There are different means to assess the integrity and permeability barrier function of the Gram-negative OM. Usually the OM of Gram-negatives quite effectively excludes several antibiotics from entry into the cell. It was reported earlier that the loss of BamB in E. coli leads to an increase in the susceptibility against various antibiotics as a result of increased permeability of the OM.^48,62 We therefore investigated the susceptibility of the different Ye knockout strains to the antibiotics rifampicin, erythromycin, vancomycin and bacitracin using a disk diffusion assay (Table 1). We found that the sensitivity of the ΔbamC and the ΔdegP mutant strains to all antibiotics used was comparable to that of the wildtype strain, whereas the ΔbamE mutant showed increased susceptibility to erythromycin. Also the Δskp mutant was more sensitive to erythromycin compared to the wildtype strain. Additionally, the inhibition zone around the vancomycin disk was hazy, which could mean that the concentration of vancomycin was subinhibitory for this mutant. More striking phenotypes were observed with the ΔbamB mutant that displayed increased sensitivity to rifampicin, erythromycin, vancomycin but not to bacitracin. The greatest impact on antibiotic sensitivity was observed in the ΔsurA mutant strain that displayed increased sensitivity to all four antibiotics tested as compared to the wildtype strain.

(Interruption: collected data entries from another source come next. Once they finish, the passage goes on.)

PR #298, opened 2018-03-20
keyvalues.Join

cmars:
Adds a utility function that joins string maps into a slice of "key=value" string representations for the purpose of sorting by and displaying string map fields.

This function is not intended to be a perfect complement to Parse.

### DIFF
--- a/keyvalues/keyvalues.go
+++ b/keyvalues/keyvalues.go
@@ -8,6 +8,7 @@ package keyvalues
 
 import (
 	"fmt"
+	"sort"
 	"strings"
 )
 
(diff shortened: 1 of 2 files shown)


nskaggs:
You should mention this is enablement for metrics labels.

keyvalues/keyvalues.go
```diff
@@ -39,3 +40,14 @@ func Parse(src []string, allowEmptyValues bool) (map[string]string, error) {
 	}
 	return results, nil
 }
+
+// Join returns a sorted slice containing each item in the given map, as
+// "key=value" strings.
+func Join(m map[string]string) []string {
```
nskaggs: Is there a reason to sort?

keyvalues/keyvalues.go
```diff
@@ -39,3 +40,14 @@ func Parse(src []string, allowEmptyValues bool) (map[string]string, error) {
...
+	var result []string
+	for k, v := range m {
+		result = append(result, fmt.Sprintf("%s=%s", k, v))
```
nskaggs: Do we want to enforce uniqueness?

keyvalues/keyvalues.go
cmars: Repeatable output, since map ordering is not guaranteed.

keyvalues/keyvalues.go
cmars: Not sure what you mean.. map keys are unique.

cmars:
sometimes a little code duplication isn't such a bad thing, when the intents are different...

PR #302, opened 2018-08-08
adding support for osx mojave

urosj:
To test, you need osx 10.14 mojave.


urosj:
$$merge$$

howbazaar:
We actually moved this out into the juju/os package, and these are left-over because we couldn't rip them out yet. Can you update the juju/os version too plz?

PR #303, opened 2018-08-20
Use juju clock

howbazaar:
Remove the clock interface and type from utils.

These are now available in "github.com/juju/clock".

Drive by fix for some licences.


dependencies.tsv
```diff
@@ -1,12 +1,13 @@
 github.com/juju/ansiterm	git	b99631de12cf04a906c1d4e4ec54fb86eae5863d	2016-09-07T23:45:32Z
-github.com/juju/cmd	git	ad2437ef0ef282ae26e482eb1e44c02532bae1ba	2017-06-22T12:53:07Z
+github.com/juju/clock	git	d293bb356ca441f16b59562295cca74478966757	2018-05-24T02:22:03Z
```
babbageclunk: Why so many dependency changes? Is that because `juju/clock` uses more recent versions of these packages?

howbazaar: I was just bringing the project up to what we have with Juju. The only real one that needed to change was the retry package, but I didn't see harm in updating them all.

howbazaar:
$$merge$$

PR #305, opened 2019-12-09
support multiple feature flags

nammn:
support multiple feature flags by using variadic functions to ensure backward compatibility.

Tests should show patch change.

### DIFF
--- a/featureflag/flags.go
+++ b/featureflag/flags.go
@@ -60,17 +60,22 @@ func setFlags(val string) {
 	}
 }
 
-// Enabled is used to determine if a particular feature flag is enabled for
+// Enabled is used to determine if a particular feature flag/s is/are enabled for
 // the process.
-func Enabled(flag string) bool {
+func Enabled(givenFlags ...string) bool {
 	flaglock.Lock()
 	defer flaglock.Unlock()
-	flag = strings.TrimSpace(strings.ToLower(flag))
-	if flag == "" {
-		// The empty feature is always enabled.
-		return true
+	for _, value := range givenFlags {
+		value = strings.TrimSpace(strings.ToLower(value))
+		if value == "" {
+			// The empty feature is always enabled.
+			return true
+		}
+		if flags.Contains(value) {
+			return true
+		}
 	}
-	return flags.Contains(flag)
+	return false
 }
 
 // All returns all the current feature flags.
--- a/featureflag/flags_test.go
+++ b/featureflag/flags_test.go
@@ -45,3 +45,14 @@ func (s *flagSuite) TestEnabled(c *gc.C) {
 	c.Assert(featureflag.Enabled("Magic"), jc.IsTrue)
 	c.Assert(featureflag.Enabled(" MAGIC "), jc.IsTrue)
 }
+
+// Assume we migrated from an old version to a new one.
+// Out of UX reasons we try to support multiple featureflags for the same feature as below.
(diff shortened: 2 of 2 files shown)


nammn:
Locally they pass. Grumpig does not have the utilities to run those tests.
```
....
bin/sh: 1: zip: not found
...
exec: "/usr/local/bin/mongod": stat /usr/local/bin/mongod: no such file or directory
```

featureflag/flags.go
```diff
@@ -60,17 +60,22 @@ func setFlags(val string) {
 	}
 }
 
-// Enabled is used to determine if a particular feature flag is enabled for
+// Enabled is used to determine if a particular feature flag/s is/are enabled for
```
SimonRichardson: Can we talk about flags in plural, considering we're changing this.

featureflag/flags.go
```diff
@@ -60,17 +60,22 @@ func setFlags(val string) {
...
-func Enabled(flag string) bool {
+func Enabled(givenFlags ...string) bool {
 	flaglock.Lock()
 	defer flaglock.Unlock()
-	flag = strings.TrimSpace(strings.ToLower(flag))
-	if flag == "" {
-		// The empty feature is always enabled.
-		return true
+	for _, value := range givenFlags {
+		value = strings.TrimSpace(strings.ToLower(value))
```
SimonRichardson: Nit: Can we call this `trimmedValue` that way we don't overwrite a shadowed variable.

featureflag/flags_test.go
```diff
@@ -45,3 +45,14 @@ func (s *flagSuite) TestEnabled(c *gc.C) {
 	c.Assert(featureflag.Enabled("Magic"), jc.IsTrue)
 	c.Assert(featureflag.Enabled(" MAGIC "), jc.IsTrue)
 }
+
+// Assume we migrated from an old version to a new one.
+// Out of UX reasons we try to support multiple featureflags for the same feature as below.
+func (s *flagSuite) TestEnabledMultiple(c *gc.C) {
```
SimonRichardson: Can we add a negative test this one.

```go
c.Assert(featureflag.Enabled("fred", "blogs"), jc.IsFalse)
```


```go
c.Assert(featureflag.Enabled("something", "magic"), jc.IsTrue)
```

nammn:
@SimonRichardson @manadart I don't really have a preference as both approaches are fine to me. We can loop @manadart in and see whats his opinion is on either:

## 1.)
Supporting multiple flags as an or bool statement:
```
Enabled(givenFlags ...string) 
```
#### Adv.
- easy to implement
- easy to use in develop and backport

#### Disadv.
- can be confusing because having multiple flags for "one" flag
- may lead to unexpected behaviour if not understood
## 2.) 
Add an alias kind statement
```
s.PatchEnvironment("JUJU_TESTING_FEATURE", "generations")
featureflag.SetFlagAlias("generations", "branches")

featureflag.Enabled("branches") // true
```

#### Adv.
- makes it more clear that one is "only" a alias because of upgrading reasons
#### Disadv.
- more implementation complexity for juju/utils as I suspect from first glance that we need to change our datastructure from a `string set` something like a [array string map/struct]
- little more code (trivial) on the side of juju/juju as we need to have a place which get's called before the cli get's called.

nammn:
As of discussion with @mitechie @SimonRichardson @manadart im closing this in favor of the more simplistic change in `juju/juju` as alternative feature flags are only a one time thing.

By introducing plasmids harbouring wildtype bamB, surA or skp into the corresponding deletion strains the wildtype phenotype could be restored at least partially. These results demonstrate that in Ye the loss of either BamB or SurA significantly enhances the efficacy of selected antibiotics. The observed effect is most likely the result of impaired OM integrity. Skp and BamE seem to play only minor or redundant roles in keeping up OM integrity. The loss of BamC or DegP did not affect the OM permeability in our hands.

Table 1. Sensitivity of knockout strains against antibiotics, bile salts and SDS.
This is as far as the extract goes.